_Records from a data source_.
· · · · ·

PR #736, opened 2023-05-17
Refine op(full_like) for float16

xiaowuhu:
1. Split full_like into 2 functions: full_like and full_like_dtype. Otherwise cannot pass the FullGraph testing because they return different dtype.
2. File 3 issues for ORT
 - https://github.com/microsoft/onnxruntime/issues/15977
 - https://github.com/microsoft/onnxruntime/issues/16006
 - https://github.com/microsoft/onnxruntime/issues/16007


fatcat-z (approved):

onnxscript/tests/function_libs/torch_lib/ops_test_data.py
```diff
@@ -1556,7 +1572,11 @@ def _where_input_wrangler(
     ),
     "full_like": (
         torch.float32,
-        # torch.float16,  # FIXME: dtype don't match.
+        torch.float16,  # FIXME: dtype don't match.
```
titaiwangms, line 1575: Why is FIXME still here?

· · · · ·

_ACTIVITY_.
A complete and exact repetition of the entries is required.

_RESPONSE TO THE EXERCISE_.
PR #736, opened 2023-05-17
Refine op(full_like) for float16

xiaowuhu:
1. Split full_like into 2 functions: full_like and full_like_dtype. Otherwise cannot pass the FullGraph testing because they return different dtype.
2. File 3 issues for ORT
 - https://github.com/microsoft/onnxruntime/issues/15977
 - https://github.com/microsoft/onnxruntime/issues/16006
 - https://github.com/microsoft/onnxruntime/issues/16007


fatcat-z (approved):

onnxscript/tests/function_libs/torch_lib/ops_test_data.py
```diff
@@ -1556,7 +1572,11 @@ def _where_input_wrangler(
     ),
     "full_like": (
         torch.float32,
-        # torch.float16,  # FIXME: dtype don't match.
+        torch.float16,  # FIXME: dtype don't match.
```
titaiwangms, line 1575: Why is FIXME still here?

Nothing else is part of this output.